= Dynasphere (vehicle) =

Monowheel vehicle patented in 1930

John Archibald Purves' Dynasphere on the beach, 1932. The driver is his son.

The Dynasphere (sometimes misspelled Dynosphere) is a monowheel vehicle design patented in 1930 by John Archibald Purves FRSE (7 August 1870 – 4 November 1952) from Taunton, Somerset, UK.

Purves' idea for the vehicle was inspired by a sketch made by Leonardo da Vinci.

== Design ==

Two prototypes were initially built: a smaller electrical model, and one with a petrol motor that attained either 2.5 or 6 horsepower depending on the source consulted, using a two-cylinder air-cooled Douglas engine with a three speed gear box, also providing reverse. The Dynasphere model reached top speeds of 25–30 mph. The petrol-powered prototype was 10 ft high and built of iron latticework that weighed 1000 lbs. The next generation version had ten outer hoops, covered with a leather lining, shaped to present a small profile to the ground.

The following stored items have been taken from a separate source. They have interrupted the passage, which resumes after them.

PR #332, opened 2022-07-09
gh-274 set referenceDataModel from URL

### LINKED ISSUE #274: Cannot create a new Ref Data Value using standard expected body
The following endpoint `{{base_url}}/referenceDataModels/{{reference_data_model_id}}/referenceDataValues` should accept the following body

```json
{
    "rowNumber": {{$randomInt}},
    "value": "{{$randomLoremSlug}}",
    "referenceDataElement": {
        "id": "{{reference_data_element_id}}"
    }
}
```

however its throwing a validation error

```json
{
    "total": 1,
    "errors": [
        {
            "message": "Property [referenceDataModel] cannot be null"
        }
    ]
}
```

which suggest the RDM_id is not being assigned from the URL when the object is created

aaronforshaw:
Closes #274

- Update functional tests, removing `referenceDataModel` from the body of each test, which has the effect of creating a failing test for the scenario described in the ticket
- Override the `createResource`method so that we can set the referenceDataModel using the ID from the URL, rather than wrongly expecting it to be in the body of the request


joe-crawford:
Noticed issue #334 while looking at this but that issue already existed on develop so will merge, thank you.

PR #333, opened 2022-07-11
Batch save multiple terminologies

jamesrwelch:
This PR adds the functionality to batch-save multiple terminologies at the same time.  The existing batch-save works on a single terminology, which brings a big speed improvement for a single terminology with many terms, but this new service method brings the same speed improvement when saving many small terminologies.


joe-crawford:
Test failures not related.

PR #336, opened 2022-07-11
Add a test for #328

jamesrwelch:
This change introduces a test for the code change of #328 (There were no tests originally for this functionality).
Adds to the fix for #278


joe-crawford:
Test failures don't seem related.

The driver's seat and the motor were part of one unit, mounted with wheels upon the interior rails of the outer hoop. The singular driving seat and motor unit, when powered forward, would thus try to "climb" up the spherical rails, which would cause the lattice cage to roll forward. Steering of the prototype was crude, requiring the driver to lean in the direction sought to travel, though Purves envisioned future models equipped with gears that would shift the inner housing without leaning, thus tipping the Dynasphere in the direction of travel. The later ten-hoop model had a steering wheel engaging such tipping gears, and was captured in a 1932 Pathé newsreel, in which the vehicle's advantages are first described and then demonstrated at the Brooklands motor racing circuit. Beatrice Shilling and the inventor's son C E Purves subjected the model to a road test, which included an attempt to pull it over. A novelty model was later constructed by Purves that could seat eight passengers, the "Dynasphere 8", made specifically for beach use.

== History ==

Purves was optimistic about his invention's prospects. As reported in a 1932 Popular Science magazine article, after a filmed test drive in 1932 on a beach in Weston-super-Mare, Somerset, he stated that the Dynasphere "reduced locomotion to the simplest possible form, with consequent economy of power", and that it was "the high-speed vehicle of the future". An article in the February 1935 issue of Meccano Magazine noted that though the Dynasphere was only at an experimental stage, "it possesses so many advantages that we may eventually see gigantic wheels similar to that shown on our cover running along our highways in as large numbers as motor cars do to-day." According to the 2007 book Crazy Cars, one reason the Dynasphere did not succeed was that "while the [vehicle] could move along just fine, it was almost impossible to steer or brake." Another aspect of the vehicle that received criticism was the phenomenon of "gerbiling"—the tendency when accelerating or braking the vehicle for the independent housing holding the driver within the monowheel to spin within the moving structure.